= Helios 2 (satellite) =

2000s European military observation satellites

The Helios 2 system, which consisted of the Helios 2A and Helios 2B, was a French-developed military Earth observation satellite program. Financed at 90% by France, the development also involved minor participation from Belgium, Spain, Italy and Greece. Helios 2A was launched on 18 December 2004 by an Ariane 5 rocket from French Guiana.

Helios 2B was launched five years later, on 18 December 2009, carried also by an Ariane 5. The two satellites are identical. They carry a Thales-built high-resolution visible and thermal infrared instrument with 35 cm resolution, and an Airbus-built medium-resolution instrument.
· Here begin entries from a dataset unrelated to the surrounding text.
PR #717, opened 2021-01-11
Added scraper for readlightnovels.net with search capability.

PreownedFIN:
Added single test input to bots' test_inputs.py for the site.


PreownedFIN:
Hold up, they do the pagination in a funky way, so still needs a bit of work.

PreownedFIN:
If you check the branch (26c103b), I added an import to bs4, because the Crawler class 'builtins' couldn't handle an URL that responds with HTML inside JSON.
The other way would have been to add a new function to crawler.py, but I decided to stay in the one file.

Also, the pagination calls **an arbitary URL** that's defined on line 96, it is the only place you can get the pagination results, **so I hardcoded it**.
It could be read from the javascript of the page, but it seems to work fine as-is.

If the bs4 functions need to be defined in the Crawler class (none in the scrapers extending it), I can refactor the code to be so.
Also the hardcoded URL is kinda sketch...

dipu-bd:
@PreownedFIN I have reviewed your code, all seems fine. For arbitrary URLs, I usually put them above the crawler class. But defining them inside the method is also okay. For the URLs that won't change often, we can keep them hard-coded.

There is a slight issue however. You are pushing directly to `master` branch. Can you change it to `dev` branch? Let me know if you can do this easily.

PreownedFIN:
Alright, I changed the destination branch to your dev branch in the 'edit pull request' widget that Github has.
I resolved the conflict in the README.md, and added the readlightnovels.net as a supported source.

dipu-bd:
@PreownedFIN Thanks!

The Helios 2 satellite bus is nearly identical to the platform built by EADS Astrium for the Spot 5 civil-commercial optical observation satellite.
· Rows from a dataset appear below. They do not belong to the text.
Issue #724, opened 2021-01-18
Babel Novel not working


PleaseReadMe:
**Describe the bug**

**Let us know**
- Novel URL: [https://babelnovel.com/books/cultivation-from-cellphone]
- App Version: [2.24.1]
- Package: [pip]
- OS: [e.g. Android 8.1.0]
![Screenshot_2021-01-18-23-52-01-97](https://user-images.githubusercontent.com/70464689/104936992-3b78f680-59e8-11eb-9a24-4f24e199b64d.jpg)

PR #730, opened 2021-01-25
Fix downloading from babelnovel.com

Galunid:
* Remove parse_content_css function that didn't work and was breaking downloading chapter body
* Update api urls

fixes https://github.com/dipu-bd/lightnovel-crawler/issues/724

### DIFF
--- a/lncrawl/sources/babelnovel.py
+++ b/lncrawl/sources/babelnovel.py
@@ -12,10 +12,10 @@ from ..utils.crawler import Crawler
 
 logger = logging.getLogger(__name__)
 
-search_url = 'https://babelnovel.com/api/books?page=0&pageSize=8&fields=id,name,canonicalName,lastChapter&ignoreStatus=false&query=%s'
-novel_page_url = 'https://babelnovel.com/api/books/%s'
-chapter_list_url = 'https://babelnovel.com/api/books/%s/chapters?bookId=%s&page=%d&pageSize=100&fields=id,name,canonicalName,hasContent,isBought,isFree,isLimitFree'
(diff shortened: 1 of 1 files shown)


lncrawl/sources/babelnovel.py
```diff
@@ -119,35 +116,11 @@ def parse_chapter_item(self, list_url):
...
-    # end def
-
     def download_chapter_body(self, chapter):
         logger.info('Visiting %s', chapter['json_url'])
         data = self.get_json(chapter['json_url'])
 
         soup = BeautifulSoup(data['data']['content'], 'lxml')
-        if self.bad_selectors:
-            for tag in soup.select(self.bad_selectors):
-                tag.extract()
```
dipu-bd, line 147: babel novel puts some jumbled text along with main chapter content, which are hidden using CSS. if you remove this, the jumbled text will be visible in the epub.

dipu-bd (changes requested):

lncrawl/sources/babelnovel.py
Galunid: I don't think they do that anymore. I downloaded 10 chapters of random novel and didn't see any weird strings. Then I browsed the HTML of a different one and there were no strange things in the chapter content HTML. Are you sure it's still a thing? As it is it doesn't work either way, since the regex doesn't match anything and the whole thing just throws an exception.

dipu-bd: yeah, you are right. i've checked several novels now, it doesn't do that anymore.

The Helios 2 was replaced by the Composante Spatiale Optique (CSO), a French program of three military observation satellites. As according to Space track data Helios 2A and 2B orbit lowering took place in April 2022, with Helios 2B re-entering on 14th Dec 2023. The first satellite (CSO-1) was launched on 15 December 2018, the second (CSO-2) on 29 December 2020, with the final launch (CSO-3) being scheduled for 2024.